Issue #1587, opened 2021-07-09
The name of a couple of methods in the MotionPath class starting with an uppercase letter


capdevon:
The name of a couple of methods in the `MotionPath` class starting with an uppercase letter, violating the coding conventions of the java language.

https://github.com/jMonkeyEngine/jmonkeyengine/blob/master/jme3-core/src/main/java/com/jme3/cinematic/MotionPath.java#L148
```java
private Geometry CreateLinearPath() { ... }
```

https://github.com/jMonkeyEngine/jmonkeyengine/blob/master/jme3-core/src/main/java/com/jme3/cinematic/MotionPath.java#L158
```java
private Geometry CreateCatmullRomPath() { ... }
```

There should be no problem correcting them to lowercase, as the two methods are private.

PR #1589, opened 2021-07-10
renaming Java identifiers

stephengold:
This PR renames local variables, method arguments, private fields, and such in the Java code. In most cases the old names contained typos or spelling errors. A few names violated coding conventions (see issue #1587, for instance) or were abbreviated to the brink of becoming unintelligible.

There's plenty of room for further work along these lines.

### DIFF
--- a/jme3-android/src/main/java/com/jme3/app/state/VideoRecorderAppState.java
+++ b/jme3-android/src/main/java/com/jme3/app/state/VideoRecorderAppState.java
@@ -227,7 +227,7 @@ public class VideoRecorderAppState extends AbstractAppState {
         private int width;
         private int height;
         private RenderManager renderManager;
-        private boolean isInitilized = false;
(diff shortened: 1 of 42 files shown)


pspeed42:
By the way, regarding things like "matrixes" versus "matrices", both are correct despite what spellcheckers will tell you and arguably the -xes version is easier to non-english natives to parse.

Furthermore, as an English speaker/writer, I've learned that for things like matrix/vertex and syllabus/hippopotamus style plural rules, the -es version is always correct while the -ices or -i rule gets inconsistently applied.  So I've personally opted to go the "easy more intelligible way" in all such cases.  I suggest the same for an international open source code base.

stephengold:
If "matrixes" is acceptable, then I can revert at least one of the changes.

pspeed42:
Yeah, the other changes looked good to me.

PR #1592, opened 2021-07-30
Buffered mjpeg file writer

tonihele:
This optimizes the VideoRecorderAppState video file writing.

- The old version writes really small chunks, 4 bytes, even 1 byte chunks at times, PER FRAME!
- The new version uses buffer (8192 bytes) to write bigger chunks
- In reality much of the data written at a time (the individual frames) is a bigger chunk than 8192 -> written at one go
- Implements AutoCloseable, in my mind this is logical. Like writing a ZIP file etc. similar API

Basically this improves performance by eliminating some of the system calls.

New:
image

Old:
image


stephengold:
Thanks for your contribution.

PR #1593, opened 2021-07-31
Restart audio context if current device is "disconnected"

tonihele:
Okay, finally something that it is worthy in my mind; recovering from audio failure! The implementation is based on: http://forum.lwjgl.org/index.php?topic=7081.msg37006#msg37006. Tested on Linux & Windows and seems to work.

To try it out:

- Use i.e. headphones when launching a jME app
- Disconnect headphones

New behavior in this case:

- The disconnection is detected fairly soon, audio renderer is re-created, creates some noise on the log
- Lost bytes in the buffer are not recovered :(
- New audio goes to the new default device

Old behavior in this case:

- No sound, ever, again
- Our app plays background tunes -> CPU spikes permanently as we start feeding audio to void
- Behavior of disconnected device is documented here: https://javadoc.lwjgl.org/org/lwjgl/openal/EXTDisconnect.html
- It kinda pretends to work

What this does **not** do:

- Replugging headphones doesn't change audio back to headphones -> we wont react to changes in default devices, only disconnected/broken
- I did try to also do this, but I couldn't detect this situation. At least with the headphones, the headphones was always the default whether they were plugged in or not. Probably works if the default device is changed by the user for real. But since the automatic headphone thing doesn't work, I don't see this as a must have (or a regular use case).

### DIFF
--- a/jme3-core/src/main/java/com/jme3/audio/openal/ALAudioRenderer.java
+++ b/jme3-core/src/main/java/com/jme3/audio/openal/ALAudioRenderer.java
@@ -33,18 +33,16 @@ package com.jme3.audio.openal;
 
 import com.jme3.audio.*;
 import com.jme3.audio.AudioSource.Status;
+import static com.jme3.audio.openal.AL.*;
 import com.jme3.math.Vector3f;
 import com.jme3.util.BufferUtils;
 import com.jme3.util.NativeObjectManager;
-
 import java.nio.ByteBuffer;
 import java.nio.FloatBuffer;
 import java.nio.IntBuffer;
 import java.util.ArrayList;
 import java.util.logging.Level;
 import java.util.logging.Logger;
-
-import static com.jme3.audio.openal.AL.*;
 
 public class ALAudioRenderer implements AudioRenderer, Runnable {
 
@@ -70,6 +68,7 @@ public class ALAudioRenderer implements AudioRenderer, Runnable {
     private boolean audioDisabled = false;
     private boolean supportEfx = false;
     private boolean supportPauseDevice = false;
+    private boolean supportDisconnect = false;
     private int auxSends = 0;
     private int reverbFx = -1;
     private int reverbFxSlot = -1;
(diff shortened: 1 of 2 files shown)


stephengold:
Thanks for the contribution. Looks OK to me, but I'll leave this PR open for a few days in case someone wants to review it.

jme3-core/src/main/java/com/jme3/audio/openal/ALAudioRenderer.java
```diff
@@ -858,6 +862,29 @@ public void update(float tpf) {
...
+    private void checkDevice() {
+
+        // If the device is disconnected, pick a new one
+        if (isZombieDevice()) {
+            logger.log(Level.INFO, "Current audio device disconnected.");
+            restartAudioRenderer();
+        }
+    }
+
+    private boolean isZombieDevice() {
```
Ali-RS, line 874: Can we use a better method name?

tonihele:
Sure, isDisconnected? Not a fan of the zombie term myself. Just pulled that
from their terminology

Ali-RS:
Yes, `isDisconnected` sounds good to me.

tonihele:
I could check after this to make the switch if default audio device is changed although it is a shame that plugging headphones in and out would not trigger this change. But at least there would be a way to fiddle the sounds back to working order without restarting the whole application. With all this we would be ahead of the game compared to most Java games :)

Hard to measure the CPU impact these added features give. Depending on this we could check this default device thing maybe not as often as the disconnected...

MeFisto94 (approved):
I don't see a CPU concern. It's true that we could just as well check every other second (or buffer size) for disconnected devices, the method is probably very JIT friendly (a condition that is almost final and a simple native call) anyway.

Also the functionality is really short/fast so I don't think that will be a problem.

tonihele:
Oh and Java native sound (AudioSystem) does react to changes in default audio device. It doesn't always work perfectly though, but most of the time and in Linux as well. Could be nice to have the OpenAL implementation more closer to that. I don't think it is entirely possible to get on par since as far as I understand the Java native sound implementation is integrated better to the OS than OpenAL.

> EXERCISE INSTRUCTIONS
Copy out all the records exactly.

> EXERCISE ANSWER
Issue #1587, opened 2021-07-09
The name of a couple of methods in the MotionPath class starting with an uppercase letter


capdevon:
The name of a couple of methods in the `MotionPath` class starting with an uppercase letter, violating the coding conventions of the java language.

https://github.com/jMonkeyEngine/jmonkeyengine/blob/master/jme3-core/src/main/java/com/jme3/cinematic/MotionPath.java#L148
```java
private Geometry CreateLinearPath() { ... }
```

https://github.com/jMonkeyEngine/jmonkeyengine/blob/master/jme3-core/src/main/java/com/jme3/cinematic/MotionPath.java#L158
```java
private Geometry CreateCatmullRomPath() { ... }
```

There should be no problem correcting them to lowercase, as the two methods are private.

PR #1589, opened 2021-07-10
renaming Java identifiers

stephengold:
This PR renames local variables, method arguments, private fields, and such in the Java code. In most cases the old names contained typos or spelling errors. A few names violated coding conventions (see issue #1587, for instance) or were abbreviated to the brink of becoming unintelligible.

There's plenty of room for further work along these lines.

### DIFF
--- a/jme3-android/src/main/java/com/jme3/app/state/VideoRecorderAppState.java
+++ b/jme3-android/src/main/java/com/jme3/app/state/VideoRecorderAppState.java
@@ -227,7 +227,7 @@ public class VideoRecorderAppState extends AbstractAppState {
         private int width;
         private int height;
         private RenderManager renderManager;
-        private boolean isInitilized = false;
(diff shortened: 1 of 42 files shown)


pspeed42:
By the way, regarding things like "matrixes" versus "matrices", both are correct despite what spellcheckers will tell you and arguably the -xes version is easier to non-english natives to parse.

Furthermore, as an English speaker/writer, I've learned that for things like matrix/vertex and syllabus/hippopotamus style plural rules, the -es version is always correct while the -ices or -i rule gets inconsistently applied.  So I've personally opted to go the "easy more intelligible way" in all such cases.  I suggest the same for an international open source code base.

stephengold:
If "matrixes" is acceptable, then I can revert at least one of the changes.

pspeed42:
Yeah, the other changes looked good to me.

PR #1592, opened 2021-07-30
Buffered mjpeg file writer

tonihele:
This optimizes the VideoRecorderAppState video file writing.

- The old version writes really small chunks, 4 bytes, even 1 byte chunks at times, PER FRAME!
- The new version uses buffer (8192 bytes) to write bigger chunks
- In reality much of the data written at a time (the individual frames) is a bigger chunk than 8192 -> written at one go
- Implements AutoCloseable, in my mind this is logical. Like writing a ZIP file etc. similar API

Basically this improves performance by eliminating some of the system calls.

New:
image

Old:
image


stephengold:
Thanks for your contribution.

PR #1593, opened 2021-07-31
Restart audio context if current device is "disconnected"

tonihele:
Okay, finally something that it is worthy in my mind; recovering from audio failure! The implementation is based on: http://forum.lwjgl.org/index.php?topic=7081.msg37006#msg37006. Tested on Linux & Windows and seems to work.

To try it out:

- Use i.e. headphones when launching a jME app
- Disconnect headphones

New behavior in this case:

- The disconnection is detected fairly soon, audio renderer is re-created, creates some noise on the log
- Lost bytes in the buffer are not recovered :(
- New audio goes to the new default device

Old behavior in this case:

- No sound, ever, again
- Our app plays background tunes -> CPU spikes permanently as we start feeding audio to void
- Behavior of disconnected device is documented here: https://javadoc.lwjgl.org/org/lwjgl/openal/EXTDisconnect.html
- It kinda pretends to work

What this does **not** do:

- Replugging headphones doesn't change audio back to headphones -> we wont react to changes in default devices, only disconnected/broken
- I did try to also do this, but I couldn't detect this situation. At least with the headphones, the headphones was always the default whether they were plugged in or not. Probably works if the default device is changed by the user for real. But since the automatic headphone thing doesn't work, I don't see this as a must have (or a regular use case).

### DIFF
--- a/jme3-core/src/main/java/com/jme3/audio/openal/ALAudioRenderer.java
+++ b/jme3-core/src/main/java/com/jme3/audio/openal/ALAudioRenderer.java
@@ -33,18 +33,16 @@ package com.jme3.audio.openal;
 
 import com.jme3.audio.*;
 import com.jme3.audio.AudioSource.Status;
+import static com.jme3.audio.openal.AL.*;
 import com.jme3.math.Vector3f;
 import com.jme3.util.BufferUtils;
 import com.jme3.util.NativeObjectManager;
-
 import java.nio.ByteBuffer;
 import java.nio.FloatBuffer;
 import java.nio.IntBuffer;
 import java.util.ArrayList;
 import java.util.logging.Level;
 import java.util.logging.Logger;
-
-import static com.jme3.audio.openal.AL.*;
 
 public class ALAudioRenderer implements AudioRenderer, Runnable {
 
@@ -70,6 +68,7 @@ public class ALAudioRenderer implements AudioRenderer, Runnable {
     private boolean audioDisabled = false;
     private boolean supportEfx = false;
     private boolean supportPauseDevice = false;
+    private boolean supportDisconnect = false;
     private int auxSends = 0;
     private int reverbFx = -1;
     private int reverbFxSlot = -1;
(diff shortened: 1 of 2 files shown)


stephengold:
Thanks for the contribution. Looks OK to me, but I'll leave this PR open for a few days in case someone wants to review it.

jme3-core/src/main/java/com/jme3/audio/openal/ALAudioRenderer.java
```diff
@@ -858,6 +862,29 @@ public void update(float tpf) {
...
+    private void checkDevice() {
+
+        // If the device is disconnected, pick a new one
+        if (isZombieDevice()) {
+            logger.log(Level.INFO, "Current audio device disconnected.");
+            restartAudioRenderer();
+        }
+    }
+
+    private boolean isZombieDevice() {
```
Ali-RS, line 874: Can we use a better method name?

tonihele:
Sure, isDisconnected? Not a fan of the zombie term myself. Just pulled that
from their terminology

Ali-RS:
Yes, `isDisconnected` sounds good to me.

tonihele:
I could check after this to make the switch if default audio device is changed although it is a shame that plugging headphones in and out would not trigger this change. But at least there would be a way to fiddle the sounds back to working order without restarting the whole application. With all this we would be ahead of the game compared to most Java games :)

Hard to measure the CPU impact these added features give. Depending on this we could check this default device thing maybe not as often as the disconnected...

MeFisto94 (approved):
I don't see a CPU concern. It's true that we could just as well check every other second (or buffer size) for disconnected devices, the method is probably very JIT friendly (a condition that is almost final and a simple native call) anyway.

Also the functionality is really short/fast so I don't think that will be a problem.

tonihele:
Oh and Java native sound (AudioSystem) does react to changes in default audio device. It doesn't always work perfectly though, but most of the time and in Linux as well. Could be nice to have the OpenAL implementation more closer to that. I don't think it is entirely possible to get on par since as far as I understand the Java native sound implementation is integrated better to the OS than OpenAL.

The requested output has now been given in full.